Another report, from investment analyst Joshua Rosner, is at least as devastating as the Subcommittee’s. The extremely well-researched report, “JPMorgan Chase – Out of Control,” slams the bank for its incompetent risk management – supposedly a Dimon specialty, according to the mythology created by his PR department.

Rosner observes that JPM’s “balance sheet is almost one-ninth the size of the United States economy,” and concludes that “JPMorgan's financial filings, its 'Task Force' investigation of losses in the CIO's office and its recent history of significant regulatory failures demonstrate that shareholders are continuing to be called upon to pay for the firm's inability to ensure an acceptable control environment.”(Emphasis is Rosner’s.)

The implication of that comment? There should be no more free rides for people who buy JPM stock, thereby enriching Dimon and Company, because they're counting on future government bailouts and a continued lack of regulatory oversight or prosecutions for criminal acts at the bank.

The Rap Sheet

Dave Dayen did a yeoman’s job of culling Rosner's report for its depictions of possible criminal acts, and the list is beyond the imagining of even the bank’s worst critics. We knew about some of them, but even without the bank’s “Burger King kids” forgery and other mortgage crimes, the full scope of the bank's potential rap sheet is mind-boggling.

The list of possible offenses includes “Bank Secrecy Act violations; Money laundering for drug cartels; Violations of sanction orders against Cuba, Iran, Sudan, and former Liberian strongman Charles Taylor; Failure to segregate customer funds (Paul Volcker to the emergency room, stat!); Fraudulent sale of unregistered securities; Auto-finance ripoffs; Illegal increases of overdraft penalties …"

There’s plenty more where that came from.

It’s going to be interesting to see what comes of the SEC investigation into the London Whale now that this evidence has become public – and now that Mary Jo White, Obama’s nominee to head the SEC, has skated through her confirmation hearing. (She said she’d avoid her former Wall Street clients “for a year.” A year? Then what happens?)

The End … or the Beginning?

I don’t mean to suggest I was the only Dimon skeptic out there. Yves Smith, who observes that the “Senate report reveals JPM was a lying, scheming rogue trader,” was all over the bank. I agree with her, however, when she says that “the failings described in the report are even worse than we imagined.” Michael Crimmins did invaluable work on the bank’s record, and did so fearlessly. (One entry from last July was entitled “Why the Cops Should Be Knocking On Jamie Dimon’s Door Soon.”)

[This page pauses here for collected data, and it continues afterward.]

PR #609, opened 2017-07-14
Status tags

harringj:
@ben, this is ready for review!

### DIFF
--- a/solr-ingest/src/main/java/edu/unc/lib/dl/data/ingest/solr/filter/SetAccessStatusFilter.java
+++ b/solr-ingest/src/main/java/edu/unc/lib/dl/data/ingest/solr/filter/SetAccessStatusFilter.java
@@ -15,8 +15,19 @@
  */
 package edu.unc.lib.dl.data.ingest.solr.filter;
 
+import java.util.ArrayList;
+import java.util.List;
+
+import org.slf4j.Logger;
+import org.slf4j.LoggerFactory;
+
+import edu.unc.lib.dl.acl.fcrepo4.InheritedAclFactory;
+import edu.unc.lib.dl.acl.service.PatronAccess;
 import edu.unc.lib.dl.data.ingest.solr.exception.IndexingException;
 import edu.unc.lib.dl.data.ingest.solr.indexing.DocumentIndexingPackage;
+import edu.unc.lib.dl.fcrepo4.ContentObject;
+import edu.unc.lib.dl.fedora.PID;
+import edu.unc.lib.dl.search.solr.util.FacetConstants;
 /**
  * Sets access-related status tags
  *
@@ -24,11 +35,50 @@ import edu.unc.lib.dl.data.ingest.solr.indexing.DocumentIndexingPackage;
  *
  */
 public class SetAccessStatusFilter implements IndexDocumentFilter {
+    private static final Logger log = LoggerFactory.getLogger(SetAccessStatusFilter.class);
+    private InheritedAclFactory aclFactory;
 
-	@Override
-	public void filter(DocumentIndexingPackage dip) throws IndexingException {
-		// TODO Auto-generated method stub
+    @Override
+    public void filter(DocumentIndexingPackage dip) throws IndexingException {
+        log.debug("Performing set access status filter on {}", dip.getPid());
+        dip.getDocument().setStatus(determineAccessStatus(dip));
+    }
 
-	}
+    /**
+     * Sets acl factory
+     *
+     * @param aclFactory an inherited acl factory
+     */
+    public void setAclFactory(InheritedAclFactory aclFactory) {
+        this.aclFactory = aclFactory;
+    }
+
+    private List<String> determineAccessStatus(DocumentIndexingPackage dip)
+            throws IndexingException {
+
+        ContentObject obj = dip.getContentObject();
+        PID pid = obj.getPid();
+        List<String> status = new ArrayList<>();
+
+        if (aclFactory.isMarkedForDeletion(pid)) {
+            status.add(FacetConstants.MARKED_FOR_DELETION);
+        }
+
+        if (aclFactory.getEmbargoUntil(pid) != null) {
+            status.add(FacetConstants.EMBARGOED);
+        }
+
+        if (aclFactory.getPatronAccess(pid).equals(PatronAccess.everyone)) {
+            status.add(FacetConstants.PUBLIC_ACCESS);
+        } else if (aclFactory.getPatronAccess(pid).equals(PatronAccess.authenticated)) {
+            status.add(FacetConstants.STAFF_ONLY_ACCESS);
+        }
+
+        if (aclFactory.getPatronAccess(obj.getParent().getPid()).equals(PatronAccess.authenticated)) {
+            status.add(FacetConstants.PARENT_HAS_STAFF_ONLY_ACCESS);
+        }
+
+        return status;
+    }
 
 }
--- a/solr-ingest/src/main/java/edu/unc/lib/dl/data/ingest/solr/filter/SetAccessStatusFilter.java
+++ b/solr-ingest/src/main/java/edu/unc/lib/dl/data/ingest/solr/filter/SetAccessStatusFilter.java
@@ -22,7 +22,9 @@ import org.slf4j.Logger;
 import org.slf4j.LoggerFactory;
 
 import edu.unc.lib.dl.acl.fcrepo4.InheritedAclFactory;
+import edu.unc.lib.dl.acl.fcrepo4.ObjectAclFactory;
 import edu.unc.lib.dl.acl.service.PatronAccess;
+import edu.unc.lib.dl.acl.util.AccessPrincipalConstants;
 import edu.unc.lib.dl.data.ingest.solr.exception.IndexingException;
 import edu.unc.lib.dl.data.ingest.solr.indexing.DocumentIndexingPackage;
 import edu.unc.lib.dl.fcrepo4.ContentObject;
@@ -36,7 +38,8 @@ import edu.unc.lib.dl.search.solr.util.FacetConstants;
  */
 public class SetAccessStatusFilter implements IndexDocumentFilter {
     private static final Logger log = LoggerFactory.getLogger(SetAccessStatusFilter.class);
-    private InheritedAclFactory aclFactory;
+    private InheritedAclFactory inheritedAclFactory;
+    private ObjectAclFactory objAclFactory;
 
     @Override
     public void filter(DocumentIndexingPackage dip) throws IndexingException {
@@ -45,12 +48,21 @@ public class SetAccessStatusFilter implements IndexDocumentFilter {
     }
 
     /**
-     * Sets acl factory
+     * Sets inherited acl factory
      *
      * @param aclFactory an inherited acl factory
      */
-    public void setAclFactory(InheritedAclFactory aclFactory) {
-        this.aclFactory = aclFactory;
+    public void setInheritedAclFactory(InheritedAclFactory iaf) {
+        this.inheritedAclFactory = iaf;
+    }
+
+    /**
+     * Sets non-inherited acl factory
+     *
+     * @param aclFactory an inherited acl factory
+     */
+    public void setObjectAclFactory(ObjectAclFactory oaf) {
+        this.objAclFactory = oaf;
     }
 
     private List<String> determineAccessStatus(DocumentIndexingPackage dip)
@@ -60,21 +72,24 @@ public class SetAccessStatusFilter implements IndexDocumentFilter {
         PID pid = obj.getPid();
         List<String> status = new ArrayList<>();
 
-        if (aclFactory.isMarkedForDeletion(pid)) {
+        PatronAccess inheritedAccess = inheritedAclFactory.getPatronAccess(pid);
+        PatronAccess objAccess = objAclFactory.getPatronAccess(pid);
+
+        if (inheritedAclFactory.isMarkedForDeletion(pid)) {
             status.add(FacetConstants.MARKED_FOR_DELETION);
         }
 
-        if (aclFactory.getEmbargoUntil(pid) != null) {
+        if (inheritedAclFactory.getEmbargoUntil(pid) != null) {
             status.add(FacetConstants.EMBARGOED);
         }
 
-        if (aclFactory.getPatronAccess(pid).equals(PatronAccess.everyone)) {
-            status.add(FacetConstants.PUBLIC_ACCESS);
-        } else if (aclFactory.getPatronAccess(pid).equals(PatronAccess.authenticated)) {
+        if (inheritedAccess.equals(PatronAccess.none)) {
             status.add(FacetConstants.STAFF_ONLY_ACCESS);
+        } else if (inheritedAclFactory.getPrincipalRoles(pid).containsKey(AccessPrincipalConstants.PUBLIC_PRINC)) {
+            status.add(FacetConstants.PUBLIC_ACCESS);
         }
 
-        if (aclFactory.getPatronAccess(obj.getParent().getPid()).equals(PatronAccess.authenticated)) {
+        if (inheritedAccess.equals(PatronAccess.none) && !objAccess.equals(PatronAccess.none)) {
             status.add(FacetConstants.PARENT_HAS_STAFF_ONLY_ACCESS);
         }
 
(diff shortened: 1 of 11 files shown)


solr-ingest/src/main/java/edu/unc/lib/dl/data/ingest/solr/filter/SetContentStatusFilter.java
```diff
@@ -17,79 +17,61 @@
...
-        } else {
-            // Check to see if this object is the DefaultWebObject for its parent
-            DocumentIndexingPackage parentDip = dip.getParentDocument();
-            String parentsDWO = parentDip.getFirstTriple(CDRProperty.defaultWebObject.toString());
-            if (parentsDWO != null) {
-                if (dip.getPid().equals(new PID(parentsDWO))) {
-                    status.add(FacetConstants.CONTENT_IS_DEFAULT_OBJECT);
-                }
+        if (obj instanceof WorkObject) {
+            if (((WorkObject) obj).getPrimaryObject() == null) {
```
bbpennel: I'm trying to decide if it'd be better to do a `resc.hasProperty(Cdr.primaryObject)` or stick with this.  Its nice to be able to use the api to make this kind of determination rather than put the implementation details here.  On the other hand, getPrimaryObject is actually retrieving the primary object from fedora.  That probably won't matter because of the planned caching changes since that object will already have been cached from the other filters that actually need the primary object.  So this is probably fine, but what do you think?

harringj: You raise a good point, and if the caching weren't going to obviate the need to make a fresh call to fedora for the primary object, I would say let's change it. What I do like about the current implementation is that it shows very cleanly that the property and status only apply to work objects. It also provides a small efficiency by quickly short-circuiting the logic whenever any other object type enters the filter. So, I would be inclined to leave it as is unless you feel strongly that it should be changed.

bbpennel: The `instanceof` bit would still communicate that it only applies to works, and could be kept either way.  Its mainly a readability/maintainability decision versus minor performance hit (once caching is in place).  Another approach would be to add a "hasPrimaryObject" method to the WorkObject class.  But I'm okay with keeping things the way they are

harringj: True, I guess I was thinking the instanceof check would go away under your previous suggestion, but you're right that there's no reason it has to. I went ahead and changed it to use the resource :-)

solr-ingest/src/main/java/edu/unc/lib/dl/data/ingest/solr/filter/SetAccessStatusFilter.java
```diff
@@ -0,0 +1,99 @@
...
+
+        PatronAccess inheritedAccess = inheritedAclFactory.getPatronAccess(pid);
+        PatronAccess objAccess = objAclFactory.getPatronAccess(pid);
+
+        if (inheritedAclFactory.isMarkedForDeletion(pid)) {
+            status.add(FacetConstants.MARKED_FOR_DELETION);
+        }
+
+        if (inheritedAclFactory.getEmbargoUntil(pid) != null) {
+            status.add(FacetConstants.EMBARGOED);
```
bbpennel: Could you check with julie to see if she would want this facet to only say if something is directly embargoed, or also include things that are embargoed because their parent is embargoed?

Was wondering the same thing about marked for delete, but I feel like that one makes sense to use the inherited value.

solr-ingest/src/main/java/edu/unc/lib/dl/data/ingest/solr/filter/SetAccessStatusFilter.java
```diff
@@ -0,0 +1,99 @@
...
+        }
+
+        if (inheritedAccess.equals(PatronAccess.none)) {
+            status.add(FacetConstants.STAFF_ONLY_ACCESS);
+        } else if (inheritedAclFactory.getPrincipalRoles(pid).containsKey(AccessPrincipalConstants.PUBLIC_PRINC)) {
+            status.add(FacetConstants.PUBLIC_ACCESS);
+        }
+
+        if (inheritedAccess.equals(PatronAccess.none) && !objAccess.equals(PatronAccess.none)) {
```
bbpennel: 👍 good that something can be marked STAFF_ONLY_ACCESS and PARENT_HAS_STAFF_ONLY_ACCESS

solr-ingest/src/main/java/edu/unc/lib/dl/data/ingest/solr/filter/SetAccessStatusFilter.java
```diff
@@ -0,0 +1,99 @@
...
+     * @param aclFactory an inherited acl factory
+     */
+    public void setObjectAclFactory(ObjectAclFactory oaf) {
+        this.objAclFactory = oaf;
+    }
+
+    private List<String> determineAccessStatus(DocumentIndexingPackage dip)
+            throws IndexingException {
+
+        ContentObject obj = dip.getContentObject();
```
bbpennel: The ContentObject is only being used to get the PID, which you can get from the dip directly, so I think you can remove this

solr-ingest/src/test/java/edu/unc/lib/dl/data/ingest/solr/filter/SetAccessStatusFilterTest.java
```diff
@@ -0,0 +1,152 @@
...
+        initMocks(this);
+
+        when(pid.toString()).thenReturn(PID_STRING);
+
+        when(dip.getDocument()).thenReturn(idb);
+        when(dip.getPid()).thenReturn(pid);
+        when(dip.getContentObject()).thenReturn(contentObj);
+        when(contentObj.getPid()).thenReturn(pid);
+
+        when(inheritedAclFactory.isMarkedForDeletion(any(PID.class))).thenReturn(true);
```
bbpennel: its kind of weird having this happen for every test.  I'd suggest moving it down into testIsMarkedForDeletion.  It would be good to test the negative case as well to ensure that everything isn't getting marked as deleted

solr-ingest/src/test/java/edu/unc/lib/dl/data/ingest/solr/filter/SetAccessStatusFilterTest.java
```diff
@@ -0,0 +1,152 @@
...
+
+        principalRoles = new HashMap<>();
+        principalRoles.put(AccessPrincipalConstants.PUBLIC_PRINC, new HashSet<String>());
+        when(inheritedAclFactory.getPrincipalRoles(any(PID.class))).thenReturn(principalRoles);
+        // default for test suite is staff-only access; changes made within test cases as required
+        when(inheritedAclFactory.getPatronAccess(any(PID.class))).thenReturn(PatronAccess.none);
```
bbpennel: I'd suggest PatronAccess.parent as the default.  Its basically the neutral setting and it is the default of the two acl factories.

solr-ingest/src/test/java/edu/unc/lib/dl/data/ingest/solr/filter/SetAccessStatusFilterTest.java
bbpennel: Actually, maybe it would be good to have a single negative case test to make sure that all of the status can NOT get set

solr-ingest/src/test/java/edu/unc/lib/dl/data/ingest/solr/filter/SetAccessStatusFilterTest.java
```diff
@@ -0,0 +1,152 @@
...
+
+        filter.filter(dip);
+
+        verify(idb).setStatus(listCaptor.capture());
+        assertTrue(listCaptor.getValue().contains(FacetConstants.STAFF_ONLY_ACCESS));
+    }
+
+    @Test
+    public void testHasPublicAccess() throws Exception {
+        when(inheritedAclFactory.getPatronAccess(any(PID.class))).thenReturn(PatronAccess.everyone);
```
bbpennel: I don't think this is necessary, and isn't a valid result from getPatronAccess for a folder/work/fileObj.  If you have PatronAccess.parent as the default for the tests that'll take care of this case.  I'd also suggest moving 
`principalRoles.put(AccessPrincipalConstants.PUBLIC_PRINC, new HashSet<String>());`
from the init method down to this test so that you can be sure it's not affecting other unrelated tests.

solr-ingest/src/main/java/edu/unc/lib/dl/data/ingest/solr/filter/SetAccessStatusFilter.java
harringj: Three lines of code...gone!

solr-ingest/src/test/java/edu/unc/lib/dl/data/ingest/solr/filter/SetAccessStatusFilterTest.java
harringj: got it

solr-ingest/src/test/java/edu/unc/lib/dl/data/ingest/solr/filter/SetAccessStatusFilterTest.java
harringj: done!

solr-ingest/src/test/java/edu/unc/lib/dl/data/ingest/solr/filter/SetAccessStatusFilterTest.java
harringj: good idea. done!

harringj:
@bbpennel, this PR is complete and ready for review :-) The one outstanding question I have concerns an 'else' vs 'if-else' at line 51 of SetStatusTagsFilter. I have an 'if-else' currently, but think we might want to have an 'else' there, since content will always either be described or not described.

solr-ingest/src/main/java/edu/unc/lib/dl/data/ingest/solr/filter/SetStatusTagsFilter.java
```diff
@@ -0,0 +1,70 @@
...
+
+        if (contentStatus.contains(FacetConstants.IS_PRIMARY_OBJECT)) {
+            statusTags.add(FacetConstants.IS_PRIMARY_OBJECT);
+        }
+
+        if (accessStatus.contains(FacetConstants.EMBARGOED)) {
+            statusTags.add(FacetConstants.EMBARGOED);
+        }
+
+        if (accessStatus.contains(FacetConstants.EMBARGOED_PARENT)) {
```
bbpennel: These tags are mainly intended to be notifications of status where action can be taken, so I would rather not have EMBARGOED_PARENT included since you don't do anything about it here.  I figure we will make adjustments to these tags once users can get to the admin interface

solr-ingest/src/test/java/edu/unc/lib/dl/data/ingest/solr/filter/SetAccessStatusFilterTest.java
```diff
@@ -0,0 +1,198 @@
...
+        initMocks(this);
+
+        when(pid.toString()).thenReturn(PID_STRING);
+
+        when(dip.getDocument()).thenReturn(idb);
+        when(dip.getPid()).thenReturn(pid);
+
+        principalRoles = new HashMap<>();
+
+        // default for test suite is staff-only access; changes made within test cases as required
```
bbpennel: comment is out of date since the default has changed

solr-ingest/src/main/java/edu/unc/lib/dl/data/ingest/solr/filter/SetAccessStatusFilter.java
```diff
@@ -0,0 +1,105 @@
...
+            status.add(FacetConstants.EMBARGOED_PARENT);
+            status.add(FacetConstants.EMBARGOED);
+        } else if (parentEmbargo != null) {
+            status.add(FacetConstants.EMBARGOED_PARENT);
+        } else if (objEmbargo != null) {
+                status.add(FacetConstants.EMBARGOED);
+        }
+
+        if (inheritedAccess.equals(PatronAccess.none)) {
+            status.add(FacetConstants.STAFF_ONLY_ACCESS);
```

“This fiasco is beginning to look a lot like accounting control fraud,” Crimmins wroteback then. (We’ve noted that major accounting firms who work with big banks – and my former employer AIG – should be investigated for a variety of professional and criminal violations.)

I’ll have to check with other Dimon-bashers to see if they feel the same way I do, but I have to say I appreciate the “validation.” I feel like Kevin McCarthy when the military finally believes him in Invasion of the Body Snatchers. But that doesn't mean that a twist in the conclusion to this horror story is out of the question.  That movie's original ending had McCarthy escaping his town only to find the entire nation contaminated by aliens. The original ending to Hitchcock's The Birds had the survivors reaching San Francisco only to find the entire city devastated by avian attacks.

But those endings did poorly with focus groups. They would have been nearly as disastrous for those films as a trick ending to this saga would be for the American economy.

It's true that well-connected hucksters like Dimon have a way of slipping away at the last second. The ending to this story is still unwritten, and Dimon's still likely to come out on top - or, at the very least, to avoid legal scrutiny - as long as the current team stays in charge at the Justice Department and other agencies. We'll keep reviewing the reports and the testimonty. But we can already say that this is the brightest day for justice and economic common sense that we’ve seen in a long time.